▶ [WHAT IS REQUIRED]
Locate the word "based" in the entries below, then gather every line that holds it.
++++
PR #1449, opened 2026-09-11
Port the HEN_HOUSE GUIs to Qt 6 while keeping Qt 5 support

mchamberland:
## Summary

`egs_view` was ported to Qt 6 previously, but the three Qt applications under `HEN_HOUSE/gui` — `egs_gui`, `egs_inprz` and `egs_configuration` — were not, and currently do not build against Qt 6. This ports all three using the same approach as `egs_view`: conditional compilation only around APIs that actually changed, so one source tree builds against both Qt 5 and Qt 6.

42 files changed, +527 / −1738 (most of the deletions are `.ui` connection blocks, see below).

### Widget connections moved out of the `.ui` files (90 connections)

The `<connections>` blocks in `inputRZ.ui`, `executiondialog.ui`, `pegs_page.ui` and `pegs_runoutput.ui` referenced slots implemented on the subclass rather than on the generated form class. Qt 6's `uic` no longer produces working wiring for that arrangement, so all 90 connections were moved into the corresponding constructors.

This is the largest and highest-risk part of the change. I verified mechanically that every one of the 90 removed connections has a counterpart in C++ (each sender/slot pair appears in a `connect()` call in the same application), and confirmed at runtime that no connection fails to resolve.

### Signals removed in Qt 6

Twenty-eight connections used signals that no longer exist in Qt 6. These deserve attention because they use the string-based `SIGNAL()`/`SLOT()` syntax: the code still compiles, and `QObject::connect()` only fails at runtime, so the affected controls would silently stop working.

- `QComboBox::activated(QString)` / `highlighted(QString)` — where the receiving slot ignores the payload, these now use the surviving `int` overload (16 sites, no version guard needed, matching connects already present nearby). Where the text is needed, they use typed connections: `textActivated`/`textHighlighted` from Qt 5.14, with a `QOverload<const QString &>` fallback below that.
- `QComboBox::currentIndexChanged(const QString &)` → `currentTextChanged` for the four compiler combo boxes in `egs_configure`. These are never editable, so the emission points coincide.
- `QButtonGroup::buttonClicked(int)` → `idClicked(int)` from Qt 5.15.

### Enum and API moves covering the whole Qt 5 range

- `Qt::SkipEmptyParts` and `Qt::endl` exist only from Qt 5.14 on, while `QString::SkipEmptyParts` and the global `endl` they replaced are gone in Qt 6, so neither spelling covers the supported range. A local alias selects the right one at compile time (24 sites).
- `QRegExp` → `QRegularExpression`
- `QTime` → `QElapsedTimer` for elapsed timing
- `QPrinter::Letter` → `QPageSize::Letter` under Qt 6
- `Q3WhatsThis` → `QWhatsThis`
- `QLayout::setMargin(n)` → `setContentsMargins(n, n, n, n)`
- `Qt::WindowFlags f = 0` → `= {}`
- `foreach` → range-based `for`
- Obsolete `QMessageBox` signatures updated
- `QComboBox::setAutoCompletion` removed from the `.ui` files and restored for Qt 5 only in code
- `<weight>50</weight>` removed from `inputRZ.ui`, since Qt 6's `QFont::setWeight` takes `QFont::Weight` rather than `int`

### Build files

`greaterThan(QT_MAJOR_VERSION, 5): QT += core5compat` added to the three `.pro` files, Qt 6 only.

### macOS-specific Qt 6 startup crash in `egs_configuration`

`egs_configuration` aborted on startup under Qt 6 on macOS. This is not a porting bug — a bare twelve-line `QWizard` crashes identically, because Qt 6's `QWizardPrivate::findDefaultBackgroundPixmap()` resolves `com.apple.KeyboardSetupAssistant`, which no longer exists on current macOS, and passes the resulting nil URL to `NSBundle`. Qt 5 does not crash. There is no "no background pixmap" option, so supplying a 1×1 transparent pixmap skips the lookup; guarded to macOS + Qt 6. The wizard's `sizeHint` is unchanged from the Qt 5 baseline.

Also fixed along the way: `setFrameStyle(QFrame::StyledPanel || QFrame::Sunken)` used a logical-or where a bitwise-or was meant.

## Qt versions

- **Qt 6** — verified against 6.11.1.
- **Qt 5** — verified against 5.15.19. The pre-5.14 branches are compile-tested (by temporarily forcing them on), but I have no genuinely old Qt 5 available, so that path is compile-verified rather than run.

## Testing

- Clean builds of all three applications under Qt 5.15.19 and Qt 6.11.1 on macOS 26 (arm64): no errors, and no deprecation warnings on any of the changed connections.
- All three launched offscreen under both toolkits with zero `No such signal` / `No such slot` messages. The detection method was validated with a deliberately broken connect as a positive control.
- Mechanical verification that all 90 relocated connections exist in C++.
- Interactive testing of all three applications.

**Not built on Linux or Windows.** A check on those platforms would be welcome, particularly the static Linux build of `egs_configuration`, which is the one that populates `HEN_HOUSE/pieces/linux`.

## Notes for reviewers

The 16 combo connections switched to `activated(int)`/`highlighted(int)` and the four switched to `currentTextChanged` are deliberately **not** version-guarded, so they change behaviour on Qt 5 as well. The reasoning is that `activated(int)` and `activated(QString)` are emitted from the same place and the receiving slots ignore the argument, and that `currentTextChanged` coincides with `currentIndexChanged` for non-editable combo boxes. Worth a second opinion.


mchamberland:
@rtownson This took longer than I thought, but here it is. I've spot-checked both Qt6 and Qt5 builds (Qt5.15 only). A second pair of eyes and a test on Linux would be good.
++++
▶ [ANSWER TO THIS TASK]
Twenty-eight connections used signals that no longer exist in Qt 6. These deserve attention because they use the string-based `SIGNAL()`/`SLOT()` syntax: the code still compiles, and `QObject::connect()` only fails at runtime, so the affected controls would silently stop working.
- `foreach` → range-based `for`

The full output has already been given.